++++ Records for this task

PR #49, opened 2020-10-27
Correct encoding for XML file exports

lecourtoisflo:
Linked to dynawo PR 1228


gautierbureau (approved):

sources/Outputs/include/Constants.h
```diff
@@ -42,6 +42,7 @@ const std::string diagramMaxTableSuffix{"_tableqmax"};              ///< Suffix
 const std::string diagramMinTableSuffix{"_tableqmin"};              ///< Suffix for the table name for qmin in diagram file
 const std::string signalNGeneratorParId{"signalNGenerator"};        ///< PAR id for generators using signal N
 const std::string impSignalNGeneratorParId{"impSignalNGenerator"};  ///< PAR id for generators using signal N with impendance
+const std::string xmlEncoding{"UTF-8"};                             ///< Default encoding for XML outputs files
```
rosiereflo, line 45: Don't we want to have this as a parameter to that all cases can be covered? for example, this may not work with special french character if I'm not mistaken

rosiereflo (changes requested):

sources/Outputs/include/Constants.h
marcochiaramello: If I remember well utf-8 is the most general, no? should be able to manage french characters too..

marcochiaramello (approved):

sources/Outputs/include/Constants.h
rosiereflo: maybe I'm not an expert, just wanted to check :)

rosiereflo (approved):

++++++++

= Problem description =
The data above must be returned in full, exactly as written.

= Exercise answer =
PR #49, opened 2020-10-27
Correct encoding for XML file exports

lecourtoisflo:
Linked to dynawo PR 1228


gautierbureau (approved):

sources/Outputs/include/Constants.h
```diff
@@ -42,6 +42,7 @@ const std::string diagramMaxTableSuffix{"_tableqmax"};              ///< Suffix
 const std::string diagramMinTableSuffix{"_tableqmin"};              ///< Suffix for the table name for qmin in diagram file
 const std::string signalNGeneratorParId{"signalNGenerator"};        ///< PAR id for generators using signal N
 const std::string impSignalNGeneratorParId{"impSignalNGenerator"};  ///< PAR id for generators using signal N with impendance
+const std::string xmlEncoding{"UTF-8"};                             ///< Default encoding for XML outputs files
```
rosiereflo, line 45: Don't we want to have this as a parameter to that all cases can be covered? for example, this may not work with special french character if I'm not mistaken

rosiereflo (changes requested):

sources/Outputs/include/Constants.h
marcochiaramello: If I remember well utf-8 is the most general, no? should be able to manage french characters too..

marcochiaramello (approved):

sources/Outputs/include/Constants.h
rosiereflo: maybe I'm not an expert, just wanted to check :)

rosiereflo (approved):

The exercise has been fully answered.